- [Exercise aim]: How many lines of the entries hold the string "tools"? Reply with the number alone.

──────── Available data

PR #4804, opened 2024-05-30
fix: remove escape characters from strings in api

LarryPage:
# Description

When setting the API swagger, the interface request is post, and the value corresponding to the submitted parameter key is object type. When converting the job string to object, # remove the escape character from the string, otherwise an error will be reported

Fixes # (issue)

## Type of Change

### DIFF
--- a/api/core/tools/tool/api_tool.py
+++ b/api/core/tools/tool/api_tool.py
@@ -293,7 +293,8 @@ class ApiTool(Tool):
                 elif property['type'] == 'object':
                     if isinstance(value, str):
                         try:
-                            return json.loads(value)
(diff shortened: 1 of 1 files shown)


api/core/tools/tool/api_tool.py
```diff
@@ -293,7 +293,8 @@ def _convert_body_property_type(self, property: dict[str, Any], value: Any) -> A
                 elif property['type'] == 'object':
                     if isinstance(value, str):
                         try:
-                            return json.loads(value)
+                            unescaped_string = value.replace("\\", "")  # 移除字符串中的转义字符
```
crazywoola, line 296: Please sue the English to comment the code.

crazywoola (changes requested):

────────────────

- [Response for this exercise]: 3